--- Recorded data ---

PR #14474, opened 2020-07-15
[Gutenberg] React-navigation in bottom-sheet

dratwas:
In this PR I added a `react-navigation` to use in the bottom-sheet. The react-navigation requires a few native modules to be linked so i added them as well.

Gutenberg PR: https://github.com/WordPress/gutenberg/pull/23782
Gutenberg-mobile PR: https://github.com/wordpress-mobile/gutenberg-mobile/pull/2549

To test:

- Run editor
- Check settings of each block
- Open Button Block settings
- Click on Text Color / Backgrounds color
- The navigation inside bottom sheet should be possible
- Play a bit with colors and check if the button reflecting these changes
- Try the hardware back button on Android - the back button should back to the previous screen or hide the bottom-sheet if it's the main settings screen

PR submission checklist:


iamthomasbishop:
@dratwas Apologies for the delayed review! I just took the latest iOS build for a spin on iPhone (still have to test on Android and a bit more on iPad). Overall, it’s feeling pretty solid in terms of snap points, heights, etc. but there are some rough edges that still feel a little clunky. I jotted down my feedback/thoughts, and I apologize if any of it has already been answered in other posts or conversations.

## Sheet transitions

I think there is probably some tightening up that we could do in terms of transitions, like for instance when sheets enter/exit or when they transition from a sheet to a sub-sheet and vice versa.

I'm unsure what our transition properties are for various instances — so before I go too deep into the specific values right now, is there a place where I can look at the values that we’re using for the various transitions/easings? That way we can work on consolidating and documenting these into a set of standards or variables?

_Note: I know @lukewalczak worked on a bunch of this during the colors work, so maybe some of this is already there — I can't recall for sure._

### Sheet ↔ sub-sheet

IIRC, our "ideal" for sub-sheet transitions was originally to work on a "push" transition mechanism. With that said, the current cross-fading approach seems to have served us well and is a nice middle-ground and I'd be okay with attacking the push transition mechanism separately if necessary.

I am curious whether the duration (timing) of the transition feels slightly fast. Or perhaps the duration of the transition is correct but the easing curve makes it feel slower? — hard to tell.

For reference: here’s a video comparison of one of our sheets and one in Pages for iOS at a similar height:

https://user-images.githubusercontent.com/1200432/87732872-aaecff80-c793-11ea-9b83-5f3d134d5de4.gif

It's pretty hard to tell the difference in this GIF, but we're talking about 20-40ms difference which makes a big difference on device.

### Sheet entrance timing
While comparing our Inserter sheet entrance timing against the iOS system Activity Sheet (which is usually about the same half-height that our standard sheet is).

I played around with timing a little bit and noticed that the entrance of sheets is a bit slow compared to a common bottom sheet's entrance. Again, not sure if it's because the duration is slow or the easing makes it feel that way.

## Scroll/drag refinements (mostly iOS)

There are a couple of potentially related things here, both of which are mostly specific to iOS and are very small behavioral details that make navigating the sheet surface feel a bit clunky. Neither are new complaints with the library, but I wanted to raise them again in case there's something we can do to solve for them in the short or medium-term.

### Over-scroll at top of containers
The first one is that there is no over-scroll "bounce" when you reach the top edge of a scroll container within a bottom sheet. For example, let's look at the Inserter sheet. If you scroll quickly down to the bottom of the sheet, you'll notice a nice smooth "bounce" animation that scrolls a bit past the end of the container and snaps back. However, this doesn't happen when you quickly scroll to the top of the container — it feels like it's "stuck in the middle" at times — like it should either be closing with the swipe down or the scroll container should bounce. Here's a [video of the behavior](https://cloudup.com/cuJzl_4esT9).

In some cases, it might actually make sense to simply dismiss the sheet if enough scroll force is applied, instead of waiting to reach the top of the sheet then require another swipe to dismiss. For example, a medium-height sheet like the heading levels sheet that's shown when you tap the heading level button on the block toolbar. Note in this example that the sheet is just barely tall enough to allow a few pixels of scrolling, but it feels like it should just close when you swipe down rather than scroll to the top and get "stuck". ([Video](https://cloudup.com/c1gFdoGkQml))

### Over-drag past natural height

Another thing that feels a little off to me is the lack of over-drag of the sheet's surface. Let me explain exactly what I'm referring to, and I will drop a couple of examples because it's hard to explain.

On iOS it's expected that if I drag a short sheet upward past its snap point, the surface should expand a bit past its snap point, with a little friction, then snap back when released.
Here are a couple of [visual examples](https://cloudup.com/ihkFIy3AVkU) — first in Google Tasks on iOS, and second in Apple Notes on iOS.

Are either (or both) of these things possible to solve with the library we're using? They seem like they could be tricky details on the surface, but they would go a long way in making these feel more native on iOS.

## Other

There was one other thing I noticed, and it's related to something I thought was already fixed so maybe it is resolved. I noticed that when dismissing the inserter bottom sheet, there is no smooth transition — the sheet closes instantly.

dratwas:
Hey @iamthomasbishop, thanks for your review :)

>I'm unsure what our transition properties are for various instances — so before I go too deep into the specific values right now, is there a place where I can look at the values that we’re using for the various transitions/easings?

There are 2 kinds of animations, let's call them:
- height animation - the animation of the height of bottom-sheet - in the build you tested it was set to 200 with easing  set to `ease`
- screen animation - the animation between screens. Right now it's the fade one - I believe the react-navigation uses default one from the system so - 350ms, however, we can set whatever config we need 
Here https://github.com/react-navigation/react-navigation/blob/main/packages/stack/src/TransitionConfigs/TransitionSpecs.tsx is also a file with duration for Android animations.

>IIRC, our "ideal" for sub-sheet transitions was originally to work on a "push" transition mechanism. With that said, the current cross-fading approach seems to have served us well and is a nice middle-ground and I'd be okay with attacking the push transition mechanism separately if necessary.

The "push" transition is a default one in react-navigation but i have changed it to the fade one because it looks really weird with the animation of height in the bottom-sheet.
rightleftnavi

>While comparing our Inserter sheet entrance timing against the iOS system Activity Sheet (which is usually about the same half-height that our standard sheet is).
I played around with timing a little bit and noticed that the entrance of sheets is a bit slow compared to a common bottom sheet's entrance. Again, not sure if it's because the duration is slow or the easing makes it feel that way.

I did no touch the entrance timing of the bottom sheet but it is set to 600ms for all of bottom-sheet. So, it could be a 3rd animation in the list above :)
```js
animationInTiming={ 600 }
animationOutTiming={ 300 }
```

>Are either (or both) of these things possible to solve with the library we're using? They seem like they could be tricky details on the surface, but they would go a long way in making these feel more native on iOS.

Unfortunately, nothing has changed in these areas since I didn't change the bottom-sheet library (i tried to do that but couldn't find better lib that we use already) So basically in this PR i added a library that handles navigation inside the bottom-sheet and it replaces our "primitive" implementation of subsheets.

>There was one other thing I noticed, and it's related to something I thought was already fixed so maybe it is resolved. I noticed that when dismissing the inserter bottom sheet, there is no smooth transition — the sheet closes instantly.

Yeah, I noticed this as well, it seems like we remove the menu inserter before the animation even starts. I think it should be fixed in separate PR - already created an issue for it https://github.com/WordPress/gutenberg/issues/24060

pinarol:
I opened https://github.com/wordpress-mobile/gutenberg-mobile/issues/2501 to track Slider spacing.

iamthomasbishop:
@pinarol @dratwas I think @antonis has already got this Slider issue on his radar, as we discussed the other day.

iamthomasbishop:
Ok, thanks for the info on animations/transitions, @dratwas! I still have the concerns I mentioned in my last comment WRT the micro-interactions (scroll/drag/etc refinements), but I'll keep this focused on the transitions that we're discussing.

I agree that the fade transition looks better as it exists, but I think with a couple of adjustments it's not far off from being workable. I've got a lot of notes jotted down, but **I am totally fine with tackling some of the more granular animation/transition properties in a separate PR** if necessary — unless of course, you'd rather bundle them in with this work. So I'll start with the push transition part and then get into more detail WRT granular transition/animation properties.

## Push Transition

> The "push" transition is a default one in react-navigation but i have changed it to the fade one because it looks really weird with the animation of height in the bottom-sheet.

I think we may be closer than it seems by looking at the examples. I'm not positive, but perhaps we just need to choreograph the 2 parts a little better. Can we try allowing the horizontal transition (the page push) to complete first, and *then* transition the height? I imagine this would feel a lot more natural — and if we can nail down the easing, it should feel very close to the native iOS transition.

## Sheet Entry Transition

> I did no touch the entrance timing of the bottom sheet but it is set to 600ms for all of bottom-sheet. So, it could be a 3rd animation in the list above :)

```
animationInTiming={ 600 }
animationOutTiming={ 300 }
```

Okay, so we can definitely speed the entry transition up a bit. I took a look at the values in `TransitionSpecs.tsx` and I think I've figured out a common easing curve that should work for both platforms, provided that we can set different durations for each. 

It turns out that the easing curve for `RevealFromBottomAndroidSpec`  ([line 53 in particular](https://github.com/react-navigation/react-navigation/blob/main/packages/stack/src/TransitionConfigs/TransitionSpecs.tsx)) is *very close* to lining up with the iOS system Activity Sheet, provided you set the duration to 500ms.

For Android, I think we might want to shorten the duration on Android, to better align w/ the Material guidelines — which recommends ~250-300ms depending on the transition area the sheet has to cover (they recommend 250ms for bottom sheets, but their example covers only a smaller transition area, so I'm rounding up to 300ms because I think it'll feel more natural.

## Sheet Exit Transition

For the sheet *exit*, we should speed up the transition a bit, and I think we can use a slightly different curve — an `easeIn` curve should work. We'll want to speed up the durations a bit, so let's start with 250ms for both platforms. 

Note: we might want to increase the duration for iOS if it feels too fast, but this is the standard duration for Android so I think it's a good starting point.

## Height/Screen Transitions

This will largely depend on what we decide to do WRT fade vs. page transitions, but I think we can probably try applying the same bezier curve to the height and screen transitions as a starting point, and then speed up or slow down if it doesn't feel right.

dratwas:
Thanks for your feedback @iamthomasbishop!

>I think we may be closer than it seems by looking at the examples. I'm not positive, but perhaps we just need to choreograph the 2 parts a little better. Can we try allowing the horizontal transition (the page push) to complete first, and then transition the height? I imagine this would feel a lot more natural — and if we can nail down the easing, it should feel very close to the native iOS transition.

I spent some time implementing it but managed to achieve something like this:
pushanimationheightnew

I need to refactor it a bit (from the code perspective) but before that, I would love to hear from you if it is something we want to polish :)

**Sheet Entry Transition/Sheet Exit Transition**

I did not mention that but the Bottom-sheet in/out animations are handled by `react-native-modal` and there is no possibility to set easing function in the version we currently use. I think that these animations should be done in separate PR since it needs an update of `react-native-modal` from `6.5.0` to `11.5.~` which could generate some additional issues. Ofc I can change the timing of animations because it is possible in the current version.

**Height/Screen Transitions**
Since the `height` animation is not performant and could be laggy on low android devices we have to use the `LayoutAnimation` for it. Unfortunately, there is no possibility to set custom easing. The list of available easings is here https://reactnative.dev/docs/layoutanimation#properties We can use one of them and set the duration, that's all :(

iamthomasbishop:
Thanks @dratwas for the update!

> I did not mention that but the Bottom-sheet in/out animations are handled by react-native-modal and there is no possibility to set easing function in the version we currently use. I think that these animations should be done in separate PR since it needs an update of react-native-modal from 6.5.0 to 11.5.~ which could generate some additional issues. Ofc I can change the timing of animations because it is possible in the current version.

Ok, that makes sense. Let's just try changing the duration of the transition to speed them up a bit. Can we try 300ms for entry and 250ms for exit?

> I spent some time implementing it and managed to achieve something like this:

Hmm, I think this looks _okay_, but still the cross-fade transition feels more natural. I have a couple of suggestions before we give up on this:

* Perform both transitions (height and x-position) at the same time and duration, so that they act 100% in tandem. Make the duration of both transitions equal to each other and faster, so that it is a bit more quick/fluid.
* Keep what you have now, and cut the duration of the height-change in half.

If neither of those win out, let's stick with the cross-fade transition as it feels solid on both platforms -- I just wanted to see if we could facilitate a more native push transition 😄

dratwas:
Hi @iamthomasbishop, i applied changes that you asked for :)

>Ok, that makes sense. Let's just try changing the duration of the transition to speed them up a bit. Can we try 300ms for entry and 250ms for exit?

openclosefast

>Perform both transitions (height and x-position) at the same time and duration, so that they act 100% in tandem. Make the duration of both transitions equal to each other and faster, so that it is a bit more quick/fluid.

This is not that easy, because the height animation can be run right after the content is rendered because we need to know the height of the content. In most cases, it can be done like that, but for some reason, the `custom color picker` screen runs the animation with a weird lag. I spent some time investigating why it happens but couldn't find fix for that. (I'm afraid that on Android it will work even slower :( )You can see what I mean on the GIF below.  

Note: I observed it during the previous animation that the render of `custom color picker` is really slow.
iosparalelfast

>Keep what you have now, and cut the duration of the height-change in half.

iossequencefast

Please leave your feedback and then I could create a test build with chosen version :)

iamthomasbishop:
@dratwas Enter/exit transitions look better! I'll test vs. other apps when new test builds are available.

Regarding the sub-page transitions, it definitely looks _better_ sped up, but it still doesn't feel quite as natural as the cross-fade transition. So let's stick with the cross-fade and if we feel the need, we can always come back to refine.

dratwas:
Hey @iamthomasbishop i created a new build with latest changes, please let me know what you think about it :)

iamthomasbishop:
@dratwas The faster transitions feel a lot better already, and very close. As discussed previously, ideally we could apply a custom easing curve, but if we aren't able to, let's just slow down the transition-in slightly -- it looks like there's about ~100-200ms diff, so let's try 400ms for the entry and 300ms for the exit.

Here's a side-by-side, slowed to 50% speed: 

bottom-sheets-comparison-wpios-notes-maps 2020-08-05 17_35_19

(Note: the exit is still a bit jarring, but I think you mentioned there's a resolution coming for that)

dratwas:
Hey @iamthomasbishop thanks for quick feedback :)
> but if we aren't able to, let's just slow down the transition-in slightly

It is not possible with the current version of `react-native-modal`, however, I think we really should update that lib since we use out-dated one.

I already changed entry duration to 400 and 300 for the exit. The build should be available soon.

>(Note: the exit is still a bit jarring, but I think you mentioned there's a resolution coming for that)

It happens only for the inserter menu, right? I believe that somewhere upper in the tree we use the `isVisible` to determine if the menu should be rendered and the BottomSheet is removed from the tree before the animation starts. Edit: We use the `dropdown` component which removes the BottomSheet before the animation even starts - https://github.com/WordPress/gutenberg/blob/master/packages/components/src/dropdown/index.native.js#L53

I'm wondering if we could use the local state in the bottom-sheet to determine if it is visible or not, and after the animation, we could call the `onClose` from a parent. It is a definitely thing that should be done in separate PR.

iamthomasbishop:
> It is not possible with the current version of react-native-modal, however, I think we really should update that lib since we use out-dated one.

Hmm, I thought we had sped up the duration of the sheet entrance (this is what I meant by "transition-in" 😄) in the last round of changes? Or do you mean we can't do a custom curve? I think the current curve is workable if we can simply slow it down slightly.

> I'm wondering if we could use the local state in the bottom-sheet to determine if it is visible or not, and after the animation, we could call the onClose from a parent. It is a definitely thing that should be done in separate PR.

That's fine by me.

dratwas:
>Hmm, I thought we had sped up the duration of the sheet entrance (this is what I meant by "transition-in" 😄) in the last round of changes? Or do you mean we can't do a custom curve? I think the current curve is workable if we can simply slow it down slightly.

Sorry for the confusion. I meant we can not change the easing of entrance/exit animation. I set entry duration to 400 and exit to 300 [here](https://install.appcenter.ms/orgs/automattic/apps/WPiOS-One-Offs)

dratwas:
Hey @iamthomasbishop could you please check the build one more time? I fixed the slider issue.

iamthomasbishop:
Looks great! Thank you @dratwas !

---

> _Required action_
Print, please, the lines from the first line of the material through the line that contains "standards or variables?", exactly as written and with nothing added.

> _Expected output_
PR #14474, opened 2020-07-15
[Gutenberg] React-navigation in bottom-sheet

dratwas:
In this PR I added a `react-navigation` to use in the bottom-sheet. The react-navigation requires a few native modules to be linked so i added them as well.

Gutenberg PR: https://github.com/WordPress/gutenberg/pull/23782
Gutenberg-mobile PR: https://github.com/wordpress-mobile/gutenberg-mobile/pull/2549

To test:

- Run editor
- Check settings of each block
- Open Button Block settings
- Click on Text Color / Backgrounds color
- The navigation inside bottom sheet should be possible
- Play a bit with colors and check if the button reflecting these changes
- Try the hardware back button on Android - the back button should back to the previous screen or hide the bottom-sheet if it's the main settings screen

PR submission checklist:


iamthomasbishop:
@dratwas Apologies for the delayed review! I just took the latest iOS build for a spin on iPhone (still have to test on Android and a bit more on iPad). Overall, it’s feeling pretty solid in terms of snap points, heights, etc. but there are some rough edges that still feel a little clunky. I jotted down my feedback/thoughts, and I apologize if any of it has already been answered in other posts or conversations.

## Sheet transitions

I think there is probably some tightening up that we could do in terms of transitions, like for instance when sheets enter/exit or when they transition from a sheet to a sub-sheet and vice versa.

I'm unsure what our transition properties are for various instances — so before I go too deep into the specific values right now, is there a place where I can look at the values that we’re using for the various transitions/easings? That way we can work on consolidating and documenting these into a set of standards or variables?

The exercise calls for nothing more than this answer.